Size Didn't Matter; It was the Message, and it was Big
 http://portland.indymedia.org/en/2005/09/325493.shtml

author: Dave Lindorff e-mail:  dlindorff@yahoo.com

The Sept. 24 march on the White House brought a power of message and a unity of purpose to the antiwar movement that it has been missing until now. Bush, Cheney and Rove can try to hide and deny it, but the country is listening.

100,000? (DC police, AP)
250,000? (my unscientific count)
300,000? (organizers)
500,000? (Truthout's William Pitt and CNN).

Really, who cares how many marched and rallied in Washington on Saturday?

The important thing is that huge numbers of people of all ages, races, and walks of life, from all over the country--more people than the right could hope to entire to any event, even if it paid them--converged on the White House to condemn the War on the people of Iraq, and to condemn administration whose domestic policies are destroying the country.

As a conservatively dressed middle-aged woman from Buffalo, NY, riding the Metro back to her hotel, said, explaining why she had trekked all the way down to the nation's capital with a friend to join the protest, "I just got tired of sitting around the house being angry all the time."

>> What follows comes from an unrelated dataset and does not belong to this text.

PR #2902, opened 2026-04-25
add defensive guards for eval/coeff forms

toprakmurat:
Fixes #2849 

This PR adds strict `getForm()` checks to all polynomial-to-mod-arith lowerings that assume a specific polynomial form (`COEFF` or `EVAL`).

If the presidential election last November left a lot of progressives and anti-war Americans in a funk of debilitating doom and gloom, the remarkable phenomenon of Cindy Sheehan's vigil in Crawford, Texas, which culminated in this mass movement to confront the White House over the Iraq War, was the antidote, and a sure sign that people are over their depression and ready to renew the struggle.

Clearly the disaster in New Orleans gives this movement an extra shot in the arm. The most widely heard and popular slogan at the march was a takeoff on an iconic line from the '60s: "Make levees, not war!"

The Saturday march was important in another way, too. It marked an end to the petty bickering between various groups on the left over what stance to take on the war. The two main sponsors of the event, A.N.S.W.E.R. and United for Justice and Peace , have been at odds for the past three years over positions on Israel and Palestine and other touchy topics, with A.N.S.W.E.R. being supportive of the Iraqi resistance, while UJP has limited itself to calling for an end to the U.S. invasion and occupation. For this march, they put their differences aside and liked up around Sheehan's unambiguous call: "Bring the Troops Home Now!"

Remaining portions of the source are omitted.